Available data:
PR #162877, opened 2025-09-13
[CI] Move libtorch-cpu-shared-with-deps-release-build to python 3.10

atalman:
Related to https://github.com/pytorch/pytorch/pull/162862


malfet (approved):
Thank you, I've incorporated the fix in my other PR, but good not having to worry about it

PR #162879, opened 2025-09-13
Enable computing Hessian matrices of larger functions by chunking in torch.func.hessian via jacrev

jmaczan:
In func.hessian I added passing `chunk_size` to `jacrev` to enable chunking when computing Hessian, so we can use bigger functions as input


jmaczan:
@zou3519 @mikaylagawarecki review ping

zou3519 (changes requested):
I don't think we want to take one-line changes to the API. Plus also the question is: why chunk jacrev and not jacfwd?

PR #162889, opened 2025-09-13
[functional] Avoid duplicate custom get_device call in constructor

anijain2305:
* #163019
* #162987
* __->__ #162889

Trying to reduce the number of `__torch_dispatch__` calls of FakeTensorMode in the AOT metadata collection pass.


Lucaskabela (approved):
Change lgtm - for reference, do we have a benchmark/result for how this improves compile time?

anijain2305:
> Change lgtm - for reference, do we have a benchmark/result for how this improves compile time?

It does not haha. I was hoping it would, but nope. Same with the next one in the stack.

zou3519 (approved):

==

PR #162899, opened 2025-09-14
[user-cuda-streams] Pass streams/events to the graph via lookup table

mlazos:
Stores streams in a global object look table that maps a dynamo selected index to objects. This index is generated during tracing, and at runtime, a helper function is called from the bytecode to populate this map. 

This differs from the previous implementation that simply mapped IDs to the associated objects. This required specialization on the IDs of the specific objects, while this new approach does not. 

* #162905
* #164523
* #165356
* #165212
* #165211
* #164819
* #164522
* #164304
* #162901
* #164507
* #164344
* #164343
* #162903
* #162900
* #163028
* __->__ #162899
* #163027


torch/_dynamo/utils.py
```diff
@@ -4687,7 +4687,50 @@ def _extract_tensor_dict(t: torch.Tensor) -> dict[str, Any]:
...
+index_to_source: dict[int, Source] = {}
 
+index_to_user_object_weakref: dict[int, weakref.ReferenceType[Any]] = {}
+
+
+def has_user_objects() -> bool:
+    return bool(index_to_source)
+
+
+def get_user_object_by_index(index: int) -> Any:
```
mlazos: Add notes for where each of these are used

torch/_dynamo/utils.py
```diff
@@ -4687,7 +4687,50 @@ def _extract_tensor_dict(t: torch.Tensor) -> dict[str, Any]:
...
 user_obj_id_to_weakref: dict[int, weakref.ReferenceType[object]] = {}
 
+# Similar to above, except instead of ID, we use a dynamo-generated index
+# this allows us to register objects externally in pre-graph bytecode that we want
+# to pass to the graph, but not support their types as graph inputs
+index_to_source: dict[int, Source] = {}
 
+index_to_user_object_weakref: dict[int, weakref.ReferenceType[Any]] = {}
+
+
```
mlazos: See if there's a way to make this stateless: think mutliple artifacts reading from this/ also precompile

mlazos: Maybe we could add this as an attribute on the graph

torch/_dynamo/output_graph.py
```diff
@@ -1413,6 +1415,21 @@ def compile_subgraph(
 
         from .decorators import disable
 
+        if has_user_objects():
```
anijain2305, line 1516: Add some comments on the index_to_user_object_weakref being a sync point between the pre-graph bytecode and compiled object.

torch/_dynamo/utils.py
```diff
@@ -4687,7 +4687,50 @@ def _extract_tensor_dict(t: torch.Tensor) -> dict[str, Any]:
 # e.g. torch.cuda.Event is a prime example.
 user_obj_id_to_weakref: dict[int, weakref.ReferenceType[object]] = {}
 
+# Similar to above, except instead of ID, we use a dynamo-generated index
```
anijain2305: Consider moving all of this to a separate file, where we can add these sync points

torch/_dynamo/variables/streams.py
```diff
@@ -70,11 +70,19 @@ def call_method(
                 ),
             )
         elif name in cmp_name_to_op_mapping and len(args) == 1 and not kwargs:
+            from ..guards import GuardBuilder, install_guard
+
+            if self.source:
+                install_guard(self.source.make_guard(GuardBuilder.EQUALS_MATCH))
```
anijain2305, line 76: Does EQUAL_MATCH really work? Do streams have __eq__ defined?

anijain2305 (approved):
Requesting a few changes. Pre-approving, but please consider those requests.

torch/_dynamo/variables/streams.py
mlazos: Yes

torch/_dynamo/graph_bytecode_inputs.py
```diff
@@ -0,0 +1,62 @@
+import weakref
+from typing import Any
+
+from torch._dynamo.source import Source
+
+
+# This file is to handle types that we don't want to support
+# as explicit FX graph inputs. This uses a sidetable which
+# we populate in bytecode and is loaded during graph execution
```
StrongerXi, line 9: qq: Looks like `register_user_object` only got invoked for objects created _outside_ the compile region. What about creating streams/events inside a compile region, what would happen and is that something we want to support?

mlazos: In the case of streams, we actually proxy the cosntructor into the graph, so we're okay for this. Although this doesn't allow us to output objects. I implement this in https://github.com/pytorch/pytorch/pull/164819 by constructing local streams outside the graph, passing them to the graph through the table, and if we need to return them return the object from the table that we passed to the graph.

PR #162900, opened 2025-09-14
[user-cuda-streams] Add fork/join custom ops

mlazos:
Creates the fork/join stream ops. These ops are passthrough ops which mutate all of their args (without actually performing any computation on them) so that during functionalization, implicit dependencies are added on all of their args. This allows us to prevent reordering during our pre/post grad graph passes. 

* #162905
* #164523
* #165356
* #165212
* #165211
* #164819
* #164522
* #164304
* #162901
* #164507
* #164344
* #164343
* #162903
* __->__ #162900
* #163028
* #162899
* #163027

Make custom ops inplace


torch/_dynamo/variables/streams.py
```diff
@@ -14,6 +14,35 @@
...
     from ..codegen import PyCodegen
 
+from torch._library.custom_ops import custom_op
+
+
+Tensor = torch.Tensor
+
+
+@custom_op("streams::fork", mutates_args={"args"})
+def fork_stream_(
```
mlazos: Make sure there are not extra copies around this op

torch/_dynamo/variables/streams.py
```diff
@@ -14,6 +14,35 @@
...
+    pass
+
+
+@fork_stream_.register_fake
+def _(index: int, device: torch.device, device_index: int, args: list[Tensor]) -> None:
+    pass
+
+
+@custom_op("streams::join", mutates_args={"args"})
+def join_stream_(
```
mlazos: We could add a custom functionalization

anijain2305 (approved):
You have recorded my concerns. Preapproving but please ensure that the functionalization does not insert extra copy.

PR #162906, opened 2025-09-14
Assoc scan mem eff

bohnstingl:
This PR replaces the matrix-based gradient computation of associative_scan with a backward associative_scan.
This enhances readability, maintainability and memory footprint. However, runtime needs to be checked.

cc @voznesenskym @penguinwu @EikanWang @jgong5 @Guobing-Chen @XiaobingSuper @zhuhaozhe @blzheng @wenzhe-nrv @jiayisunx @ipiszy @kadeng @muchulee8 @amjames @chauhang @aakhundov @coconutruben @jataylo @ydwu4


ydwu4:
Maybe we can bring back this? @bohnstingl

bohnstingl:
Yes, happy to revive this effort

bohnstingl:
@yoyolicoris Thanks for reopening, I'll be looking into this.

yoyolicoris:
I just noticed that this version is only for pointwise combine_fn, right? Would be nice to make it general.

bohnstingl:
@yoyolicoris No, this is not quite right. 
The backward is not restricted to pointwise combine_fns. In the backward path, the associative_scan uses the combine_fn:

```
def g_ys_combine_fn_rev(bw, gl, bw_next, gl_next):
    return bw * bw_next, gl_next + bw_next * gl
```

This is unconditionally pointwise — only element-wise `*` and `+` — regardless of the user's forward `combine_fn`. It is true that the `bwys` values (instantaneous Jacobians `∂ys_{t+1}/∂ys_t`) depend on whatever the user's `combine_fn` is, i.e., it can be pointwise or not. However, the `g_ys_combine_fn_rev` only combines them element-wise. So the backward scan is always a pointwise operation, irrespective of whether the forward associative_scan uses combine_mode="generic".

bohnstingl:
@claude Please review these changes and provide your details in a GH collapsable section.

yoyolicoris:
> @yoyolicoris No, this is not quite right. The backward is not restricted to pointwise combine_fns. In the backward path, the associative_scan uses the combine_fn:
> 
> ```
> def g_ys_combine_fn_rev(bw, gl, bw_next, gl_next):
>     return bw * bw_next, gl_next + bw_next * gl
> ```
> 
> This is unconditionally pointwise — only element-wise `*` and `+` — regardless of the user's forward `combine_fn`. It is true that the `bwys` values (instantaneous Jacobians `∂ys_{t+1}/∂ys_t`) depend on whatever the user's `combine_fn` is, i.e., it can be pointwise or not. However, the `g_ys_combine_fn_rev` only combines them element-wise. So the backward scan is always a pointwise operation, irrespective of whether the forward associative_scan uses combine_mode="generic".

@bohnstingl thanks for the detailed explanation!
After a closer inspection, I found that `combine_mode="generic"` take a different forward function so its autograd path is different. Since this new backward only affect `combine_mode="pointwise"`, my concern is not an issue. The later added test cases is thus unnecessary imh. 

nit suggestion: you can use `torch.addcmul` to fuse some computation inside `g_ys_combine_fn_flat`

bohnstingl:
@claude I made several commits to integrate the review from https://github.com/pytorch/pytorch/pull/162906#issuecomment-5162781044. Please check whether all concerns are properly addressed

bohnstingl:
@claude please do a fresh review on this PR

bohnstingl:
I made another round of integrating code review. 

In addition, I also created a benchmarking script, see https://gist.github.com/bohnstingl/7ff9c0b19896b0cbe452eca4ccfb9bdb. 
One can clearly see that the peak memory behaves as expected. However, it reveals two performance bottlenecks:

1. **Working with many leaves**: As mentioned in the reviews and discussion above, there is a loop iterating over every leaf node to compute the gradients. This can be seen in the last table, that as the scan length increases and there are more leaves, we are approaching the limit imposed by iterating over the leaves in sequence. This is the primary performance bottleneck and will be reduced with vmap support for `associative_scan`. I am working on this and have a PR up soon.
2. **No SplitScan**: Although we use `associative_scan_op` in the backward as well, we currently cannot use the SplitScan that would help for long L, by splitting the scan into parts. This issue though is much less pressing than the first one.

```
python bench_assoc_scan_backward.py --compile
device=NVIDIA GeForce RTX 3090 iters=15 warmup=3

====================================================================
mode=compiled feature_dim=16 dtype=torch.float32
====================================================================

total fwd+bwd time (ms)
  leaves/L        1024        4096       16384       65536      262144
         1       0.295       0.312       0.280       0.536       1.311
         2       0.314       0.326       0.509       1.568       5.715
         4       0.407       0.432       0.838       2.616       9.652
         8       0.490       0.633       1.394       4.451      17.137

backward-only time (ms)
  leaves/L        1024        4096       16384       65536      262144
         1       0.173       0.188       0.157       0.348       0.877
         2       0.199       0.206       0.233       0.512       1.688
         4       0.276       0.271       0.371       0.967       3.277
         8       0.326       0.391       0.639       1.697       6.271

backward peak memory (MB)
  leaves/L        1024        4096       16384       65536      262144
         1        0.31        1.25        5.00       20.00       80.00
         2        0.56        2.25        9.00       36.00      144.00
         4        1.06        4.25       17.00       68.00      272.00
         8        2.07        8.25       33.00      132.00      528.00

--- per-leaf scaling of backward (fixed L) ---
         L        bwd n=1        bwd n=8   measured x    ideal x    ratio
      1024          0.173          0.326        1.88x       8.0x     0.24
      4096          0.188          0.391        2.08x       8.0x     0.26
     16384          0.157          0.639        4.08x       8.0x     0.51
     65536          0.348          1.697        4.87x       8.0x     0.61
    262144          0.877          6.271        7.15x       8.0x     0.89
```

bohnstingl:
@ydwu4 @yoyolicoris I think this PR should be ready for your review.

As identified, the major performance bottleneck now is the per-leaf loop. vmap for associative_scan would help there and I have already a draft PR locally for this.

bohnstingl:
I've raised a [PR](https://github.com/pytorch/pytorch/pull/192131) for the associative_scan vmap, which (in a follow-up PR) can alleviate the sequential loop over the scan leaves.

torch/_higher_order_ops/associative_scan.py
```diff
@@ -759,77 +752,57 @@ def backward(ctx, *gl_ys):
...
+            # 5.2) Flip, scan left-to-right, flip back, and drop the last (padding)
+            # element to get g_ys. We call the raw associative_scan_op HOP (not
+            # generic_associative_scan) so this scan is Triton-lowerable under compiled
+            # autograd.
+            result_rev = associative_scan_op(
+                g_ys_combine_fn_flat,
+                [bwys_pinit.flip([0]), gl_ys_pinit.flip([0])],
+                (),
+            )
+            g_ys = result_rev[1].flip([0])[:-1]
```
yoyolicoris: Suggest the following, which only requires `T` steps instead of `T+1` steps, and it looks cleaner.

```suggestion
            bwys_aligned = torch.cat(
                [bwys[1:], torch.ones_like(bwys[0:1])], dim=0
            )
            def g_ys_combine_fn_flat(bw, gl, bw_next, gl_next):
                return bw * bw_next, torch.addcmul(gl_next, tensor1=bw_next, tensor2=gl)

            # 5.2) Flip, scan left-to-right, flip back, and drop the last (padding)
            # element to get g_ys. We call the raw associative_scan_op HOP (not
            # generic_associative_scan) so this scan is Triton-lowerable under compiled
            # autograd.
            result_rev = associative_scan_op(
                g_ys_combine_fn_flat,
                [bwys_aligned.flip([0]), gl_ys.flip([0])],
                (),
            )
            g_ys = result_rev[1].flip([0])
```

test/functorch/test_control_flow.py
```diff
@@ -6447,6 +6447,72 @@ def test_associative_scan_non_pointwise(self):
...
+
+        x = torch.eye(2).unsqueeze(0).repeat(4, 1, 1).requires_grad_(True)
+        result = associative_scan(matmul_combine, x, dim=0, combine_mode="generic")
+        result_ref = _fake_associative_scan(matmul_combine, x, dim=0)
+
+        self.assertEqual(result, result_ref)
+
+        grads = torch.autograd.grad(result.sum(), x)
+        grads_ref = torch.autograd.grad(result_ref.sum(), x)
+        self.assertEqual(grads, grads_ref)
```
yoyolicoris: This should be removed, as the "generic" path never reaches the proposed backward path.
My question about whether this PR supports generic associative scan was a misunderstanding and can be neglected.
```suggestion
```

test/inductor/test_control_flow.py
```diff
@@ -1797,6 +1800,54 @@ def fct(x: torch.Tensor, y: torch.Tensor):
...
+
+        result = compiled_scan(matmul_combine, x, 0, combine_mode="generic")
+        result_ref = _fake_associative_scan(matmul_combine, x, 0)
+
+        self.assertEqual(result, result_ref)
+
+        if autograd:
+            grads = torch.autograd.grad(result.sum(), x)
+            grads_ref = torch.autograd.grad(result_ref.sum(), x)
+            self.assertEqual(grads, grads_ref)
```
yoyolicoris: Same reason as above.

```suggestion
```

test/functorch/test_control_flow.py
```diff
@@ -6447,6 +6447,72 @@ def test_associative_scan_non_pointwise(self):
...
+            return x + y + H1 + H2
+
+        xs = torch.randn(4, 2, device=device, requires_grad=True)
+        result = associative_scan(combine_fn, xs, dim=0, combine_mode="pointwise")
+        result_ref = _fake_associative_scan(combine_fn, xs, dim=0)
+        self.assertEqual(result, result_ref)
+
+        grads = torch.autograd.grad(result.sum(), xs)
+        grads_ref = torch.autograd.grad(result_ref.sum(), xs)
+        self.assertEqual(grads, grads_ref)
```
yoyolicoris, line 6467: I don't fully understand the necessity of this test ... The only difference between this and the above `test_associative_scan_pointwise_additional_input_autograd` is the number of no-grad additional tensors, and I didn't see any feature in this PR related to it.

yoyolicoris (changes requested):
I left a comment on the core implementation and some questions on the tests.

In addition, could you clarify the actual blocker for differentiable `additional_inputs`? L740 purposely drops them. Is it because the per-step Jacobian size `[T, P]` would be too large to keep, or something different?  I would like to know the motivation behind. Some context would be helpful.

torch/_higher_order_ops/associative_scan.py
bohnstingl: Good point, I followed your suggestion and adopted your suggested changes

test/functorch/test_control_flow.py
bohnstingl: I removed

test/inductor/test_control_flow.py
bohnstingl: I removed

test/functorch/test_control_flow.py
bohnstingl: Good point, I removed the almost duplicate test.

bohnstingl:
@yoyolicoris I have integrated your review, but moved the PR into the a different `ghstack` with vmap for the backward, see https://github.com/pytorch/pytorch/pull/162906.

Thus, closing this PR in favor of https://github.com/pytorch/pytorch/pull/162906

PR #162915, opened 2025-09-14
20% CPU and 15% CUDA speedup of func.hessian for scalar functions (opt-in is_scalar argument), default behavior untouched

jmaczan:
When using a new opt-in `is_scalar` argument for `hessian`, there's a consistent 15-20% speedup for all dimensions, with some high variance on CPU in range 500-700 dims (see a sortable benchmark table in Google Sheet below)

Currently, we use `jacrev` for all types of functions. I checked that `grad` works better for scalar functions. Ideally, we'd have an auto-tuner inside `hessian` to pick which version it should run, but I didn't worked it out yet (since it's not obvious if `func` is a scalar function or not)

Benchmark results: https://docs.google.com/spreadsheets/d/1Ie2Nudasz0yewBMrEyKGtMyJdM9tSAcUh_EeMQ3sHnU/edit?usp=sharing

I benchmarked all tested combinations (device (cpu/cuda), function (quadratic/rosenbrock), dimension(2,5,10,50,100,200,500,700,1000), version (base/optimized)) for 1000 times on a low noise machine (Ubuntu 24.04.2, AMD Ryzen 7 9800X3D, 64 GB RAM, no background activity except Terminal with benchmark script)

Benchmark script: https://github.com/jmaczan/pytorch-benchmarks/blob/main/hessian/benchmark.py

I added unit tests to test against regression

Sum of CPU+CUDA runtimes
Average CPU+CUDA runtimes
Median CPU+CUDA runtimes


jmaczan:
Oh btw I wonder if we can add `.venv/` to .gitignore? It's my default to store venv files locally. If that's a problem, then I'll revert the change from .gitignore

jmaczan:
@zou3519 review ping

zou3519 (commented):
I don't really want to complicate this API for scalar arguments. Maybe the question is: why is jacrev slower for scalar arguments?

Exercise goal: From the listing, copy each line containing the word "performance".

Solution:
One can clearly see that the peak memory behaves as expected. However, it reveals two performance bottlenecks:
1. **Working with many leaves**: As mentioned in the reviews and discussion above, there is a loop iterating over every leaf node to compute the gradients. This can be seen in the last table, that as the scan length increases and there are more leaves, we are approaching the limit imposed by iterating over the leaves in sequence. This is the primary performance bottleneck and will be reduced with vmap support for `associative_scan`. I am working on this and have a PR up soon.
As identified, the major performance bottleneck now is the per-leaf loop. vmap for associative_scan would help there and I have already a draft PR locally for this.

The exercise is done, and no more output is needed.